- ASSIGNMENT -
Every line in the entries where "longer" is found should be copied.

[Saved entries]
PR #236, opened 2026-05-25
feat(auth): default PIPEFY_AUTH_URL to Pipefy production IdP

### LINKED ISSUE #233: cli: default PIPEFY_AUTH_URL to Pipefy prod IdP
## Problem

`pipefy auth login` exits 2 when `PIPEFY_AUTH_URL` is not set, with the error:

```
PIPEFY_AUTH_URL is required for `pipefy auth login` (the OIDC issuer URL for Pipefy authentication, e.g. https://signin.pipefy.com/realms/pipefy). See docs/cli/auth.md.
```

(`packages/cli/src/pipefy_cli/commands/auth.py:146-153`.)

Pipefy's production IdP URL — `https://signin.pipefy.com/realms/pipefy` — is public and the only value 99% of users would set. Surfacing it as a required env var defeats the one-command UX that the `/pipefy:login` slash command (PR #232) and the curl installer (#231) are trying to deliver.

Surfaced during the workstream-C smoke test: with `pipefy-cli` + `pipefy-auth` + `pipefy-sdk` correctly installed from `dev`, the slash command body still bails on a missing env var — a config requirement plugin users cannot reasonably be expected to set ahead of running `/pipefy:login`.

## Proposal

Default `PIPEFY_AUTH_URL` to `https://signin.pipefy.com/realms/pipefy` inside `pipefy-cli` so the env var becomes an override, not a precondition.

Likely landing spot: `packages/cli/src/pipefy_cli/auth.py` (the `BearerToken` / `AuthContext` wiring), or wherever `OidcClient` is constructed for the CLI. `pipefy-auth` already exposes a `DEFAULT_AUTH_CLIENT_ID = "pipefy-cli"` constant (`packages/auth/src/pipefy_auth/identity.py`); pairing it with a `DEFAULT_AUTH_URL` keeps the defaults colocated.

### Acceptance

- [ ] `pipefy auth login` with no `PIPEFY_AUTH_URL` set drives OAuth against `https://signin.pipefy.com/realms/pipefy`.
- [ ] `PIPEFY_AUTH_URL=https://my-custom-issuer.example` overrides the default (regression test).
- [ ] Self-hosted / non-prod users keep their override path; default does not break service-account, static-token, or any of the resolver tiers.
- [ ] Documentation (`docs/cli/auth.md`, `docs/setup.md`) updated to state the default and the override knob.

## Why this is separate from #229

`/pipefy:login` (#229) is host-wiring (Claude Code plugin manifest + slash command body). Baking a default URL touches `pipefy-cli` resolver semantics — host-agnostic CLI behavior. Keeping the two PRs separate matches the host-agnostic boundary established in #229 and avoids mixing scopes.

Refs #229, #231.

gbrlcustodio:
## Summary

- Adds `DEFAULT_AUTH_URL = \"https://signin.pipefy.com/realms/pipefy\"` to `pipefy_auth.identity` (sibling to the existing `DEFAULT_AUTH_CLIENT_ID`).
- `AuthSettings.auth_url` now defaults to that constant — `pipefy auth login` no longer exits 2 with `PIPEFY_AUTH_URL is required` when the env var is unset.
- Override path preserved: `PIPEFY_AUTH_URL=<custom>` still wins over the default; `PIPEFY_AUTH_URL=""` explicitly disables the stored-session tier (regression-tested).
- `docs/cli/auth.md` updated to document the new default + override shape.
- Existing `test_missing_auth_url_exits_2` tests in `packages/cli/tests/{test_auth_login,test_auth_logout}.py` renamed to `test_empty_auth_url_exits_2` and re-pointed at the explicit-empty case.

Surfaced during the workstream-C smoke test (PR #232): plugin / one-shot users following the documented `/pipefy:login` flow hit the missing-env exit because the canonical Pipefy production OIDC issuer URL was not baked in as a default. The URL is public, the only realm 99% of users would set, so requiring it as an env var introduced friction every install path had to pay through.

Closes #233.

## Test plan

- [x] `uv run pytest packages/auth/tests --no-cov` — 50/50 pass.
- [x] `uv run pytest packages/cli/tests -m \"not integration\" --no-cov` — 260/260 pass.
- [x] `uv run pytest packages/mcp/tests --no-cov` — 1203/1203 pass + 14 skipped (no regressions in MCP container's auth resolution).
- [x] `uv run ruff check .` + `uv run ruff format --check .` — clean.
- [x] `AuthSettings()` with no `PIPEFY_AUTH_URL` env returns `auth_url == DEFAULT_AUTH_URL` and a non-None `to_oidc_client()`.
- [x] `PIPEFY_AUTH_URL=https://other.example/realms/x` overrides the default.
- [x] `PIPEFY_AUTH_URL=""` opts out → `to_oidc_client()` returns None and `pipefy auth login` / `pipefy auth logout` exit 2 with the existing "PIPEFY_AUTH_URL is required" hint.

### DIFF
--- a/docs/cli/auth.md
+++ b/docs/cli/auth.md
@@ -91,7 +91,7 @@ PIPEFY_TOKEN="$MY_BEARER" uv run pipefy pipe list
 | `PIPEFY_SERVICE_ACCOUNT_CLIENT_ID` | Tier 3 | Service-account client id. |
 | `PIPEFY_SERVICE_ACCOUNT_CLIENT_SECRET` | Tier 3 | Service-account client secret. |
 | `PIPEFY_INTERNAL_API_URL` | Tier 3 | Internal GraphQL endpoint for AI automations / some relation flows. Required for those tools only. |
-| `PIPEFY_AUTH_URL` | Tier 4 | **OIDC issuer URL** for interactive login. The CLI appends `/.well-known/openid-configuration` to discover the authorization and token endpoints. Required for `pipefy auth login`. |
+| `PIPEFY_AUTH_URL` | Tier 4 | **OIDC issuer URL** for interactive login. The CLI appends `/.well-known/openid-configuration` to discover the authorization and token endpoints. **Defaults to `https://signin.pipefy.com/realms/pipefy` (Pipefy production IdP)**; set to an empty string (`PIPEFY_AUTH_URL=`) to disable the stored-session tier, or override to point at a non-prod IdP. |
 | `PIPEFY_AUTH_CLIENT_ID` | Tier 4 | Public client id registered for the CLI. Defaults to `pipefy-cli`. |
 
 `PIPEFY_SERVICE_ACCOUNT_URL` and `PIPEFY_AUTH_URL` are **not** interchangeable: the first is a token URL for client-credentials, the second is an OIDC issuer URL for the user-login flow.
--- a/docs/cli/auth.md
+++ b/docs/cli/auth.md
@@ -91,7 +91,7 @@ PIPEFY_TOKEN="$MY_BEARER" uv run pipefy pipe list
 | `PIPEFY_SERVICE_ACCOUNT_CLIENT_ID` | Tier 3 | Service-account client id. |
 | `PIPEFY_SERVICE_ACCOUNT_CLIENT_SECRET` | Tier 3 | Service-account client secret. |
 | `PIPEFY_INTERNAL_API_URL` | Tier 3 | Internal GraphQL endpoint for AI automations / some relation flows. Required for those tools only. |
-| `PIPEFY_AUTH_URL` | Tier 4 | **OIDC issuer URL** for interactive login. The CLI appends `/.well-known/openid-configuration` to discover the authorization and token endpoints. **Defaults to `https://signin.pipefy.com/realms/pipefy` (Pipefy production IdP)**; set to an empty string (`PIPEFY_AUTH_URL=`) to disable the stored-session tier, or override to point at a non-prod IdP. |
+| `PIPEFY_AUTH_URL` | Tier 4 | **OIDC issuer URL** for interactive login. The CLI appends `/.well-known/openid-configuration` to discover the authorization and token endpoints. **`pipefy auth login` and `pipefy auth logout` fall back to `https://signin.pipefy.com/realms/pipefy` (Pipefy production IdP) when this variable is unset**; set it explicitly to point at a non-prod IdP or to opt into stored-session tier resolution in `pipefy auth status` / the MCP server / the SDK (which leave the tier inactive when the variable is unset). |
 | `PIPEFY_AUTH_CLIENT_ID` | Tier 4 | Public client id registered for the CLI. Defaults to `pipefy-cli`. |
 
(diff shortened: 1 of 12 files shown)


docs/cli/auth.md
```diff
@@ -91,7 +91,7 @@ PIPEFY_TOKEN="$MY_BEARER" uv run pipefy pipe list
 | `PIPEFY_SERVICE_ACCOUNT_CLIENT_ID` | Tier 3 | Service-account client id. |
 | `PIPEFY_SERVICE_ACCOUNT_CLIENT_SECRET` | Tier 3 | Service-account client secret. |
 | `PIPEFY_INTERNAL_API_URL` | Tier 3 | Internal GraphQL endpoint for AI automations / some relation flows. Required for those tools only. |
-| `PIPEFY_AUTH_URL` | Tier 4 | **OIDC issuer URL** for interactive login. The CLI appends `/.well-known/openid-configuration` to discover the authorization and token endpoints. Required for `pipefy auth login`. |
+| `PIPEFY_AUTH_URL` | Tier 4 | **OIDC issuer URL** for interactive login. The CLI appends `/.well-known/openid-configuration` to discover the authorization and token endpoints. **Defaults to `https://signin.pipefy.com/realms/pipefy` (Pipefy production IdP)**; set to an empty string (`PIPEFY_AUTH_URL=`) to disable the stored-session tier, or override to point at a non-prod IdP. |
```
adriannoes, line 94: **Logout exit codes (~line 174):** That table still says exit 2 when `PIPEFY_AUTH_URL` is *unset*, but with this default an omitted var resolves to the production issuer — unset is no longer the same as "cannot run logout/login." I'd align row 174 with this env table: exit 2 when tier 4 is explicitly disabled (`PIPEFY_AUTH_URL=` / blank), normal logout when the var is simply omitted.

adriannoes, line 94: **Troubleshooting (~lines 209–211):** The "PIPEFY_AUTH_URL is required" section still reads like forgetting to export the issuer, but after this PR that message is mainly empty-string opt-out or a bad override — not "skipped prod export." Worth retitling/rewording to match the default + opt-out story here on line 94.

adriannoes (approved):
## Summary

Solid, focused change: baking in the production OIDC issuer removes real install friction while keeping override and empty-string opt-out behavior correct (`_blank_to_none` + new unit tests). I ran the auth and auth login/logout CLI suites locally on the PR head — all green.

## Also noted (inline on env table)

Two doc sections below this hunk still describe pre-default behavior (logout exit table ~L174, troubleshooting ~L209). Worth a quick follow-up edit in the same file; does not block merge.

## Verification

```bash
uv run pytest packages/auth/tests -m "not integration" -q
uv run pytest packages/cli/tests/test_auth_login.py packages/cli/tests/test_auth_logout.py -m "not integration" -q
```

docs/cli/auth.md
gbrlcustodio: **resolved** (e680436): exit table now reads `PIPEFY_AUTH_URL explicitly disabled (`PIPEFY_AUTH_URL=`)` with a note that unset falls back to the prod default.

gbrlcustodio: **resolved** (e680436): troubleshooting entry rewritten to attribute the message to the explicit-empty opt-out and to point at unset as the fastest restore path.

adriannoes:
LGTM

- WRITTEN RESPONSE -
- `AuthSettings.auth_url` now defaults to that constant — `pipefy auth login` no longer exits 2 with `PIPEFY_AUTH_URL is required` when the env var is unset.
adriannoes, line 94: **Logout exit codes (~line 174):** That table still says exit 2 when `PIPEFY_AUTH_URL` is *unset*, but with this default an omitted var resolves to the production issuer — unset is no longer the same as "cannot run logout/login." I'd align row 174 with this env table: exit 2 when tier 4 is explicitly disabled (`PIPEFY_AUTH_URL=` / blank), normal logout when the var is simply omitted.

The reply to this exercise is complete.